Yes, i have seen that too.
However, the SW scheduler of the NVIDIA driver has its own overhead, and this shows in comparatively recent DX11 games like COD:BLOPS 3 and Witcher 3 where it causes near-max CPU utilization across multiple cores in CPU-limited scenarios.
Yes, i have seen even that.. Though it has to be noted that such near-max CPU utilization is already present there, nV driver just makes it worse in this case.
Incidentally, the RX 480 is faster than the GTX 1060 in Titanfall 2.
*After a minute of checking* Technically correct, but i fail to see relevancy since it is hardly CPU heavy in the first place.
This is also carried over to DX12 where NVIDIA GPUs take a hit regardless of what CPUs are being used.

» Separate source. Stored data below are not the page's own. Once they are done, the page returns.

PR #480, opened 2018-03-27
[KARAF-5678] Do not overwrite existing config files from boot/startup…

grgrzybek:
… features in some cases

### DIFF
--- a/profile/src/main/java/org/apache/karaf/profile/assembly/AssemblyDeployCallback.java
+++ b/profile/src/main/java/org/apache/karaf/profile/assembly/AssemblyDeployCallback.java
@@ -154,45 +154,56 @@ public class AssemblyDeployCallback extends StaticInstallSupport implements Depl
         // Install
         Downloader downloader = manager.createDownloader();
         for (Config config : ((Feature) feature).getConfig()) {
+            Path configFile = etcDirectory.resolve(config.getName() + ".cfg");
+            if (Files.exists(configFile) && !config.isAppend()) {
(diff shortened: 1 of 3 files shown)


profile/src/main/java/org/apache/karaf/profile/assembly/AssemblyDeployCallback.java
```diff
@@ -154,45 +154,56 @@ public void installConfigs(org.apache.karaf.features.Feature feature) throws IOE
         // Install
         Downloader downloader = manager.createDownloader();
         for (Config config : ((Feature) feature).getConfig()) {
+            Path configFile = etcDirectory.resolve(config.getName() + ".cfg");
+            if (Files.exists(configFile) && !config.isAppend()) {
```
jbonofre: Maybe, we can also introduce `config.isOverride()` to completely replace a existing configuration with the one contained in the feature (as we have for `<configFile/>`. Tought ?

grgrzybek: it'd require XSD version change. adding explicit `override` would be probably confusing - at runtime, when feature resolver installs (or even refreshes) a feature, it would have **not** to overwrite it anyway

jbonofre: OK fair enough. Np

jbonofre:
Maybe wait Jenkins green light before merging.

grgrzybek:
sure - waiting...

Go on... I mean, AMD GPUs take a hit on regular basis too, but it is a fair statement that nV GPUs do so way more often.
The only way to overcome this, as the video points out, is when developers take their time to code in a way that prevents driver bottlenecks
Yes, it is kind of twisted mirror of GCN Dx11 situation. Make no mistake, i have no issues admitting that nV's approach is flawed too, if that's your point.
examples of this being TW:W and Doom.
Wait, i listened to entire video, but that's one thing i did miss, did he mention it at some point or is that your addition?
This is basically the difference between AMD and NVIDIA software and hardware implementation that the video talks about, and if you claim that it only strengthens your claim that GCN is flawed, I suggest you rewatch it.
It does because when i claimed GCN is flawed i meant the implementation not the very idea. A video highlighting the design flaw of GCN in certain situations is addition i totally did not have in mind, but granted it does more to explaining why badly made games run worse on AMD hardware than i ever hoped to, too bad i have seen it after writing my original post.
This exact reason, for the above, is why you NEED very fast CPU, rather than slightly slower, but with higher number of cores, in most game engines that are today. But brace yourselves. Shader Model 6.0 will change this.
And here i am thinking it is because games are ultimately ALWAYS bound to a single threaded performance, or rather, performance of an event loop thread.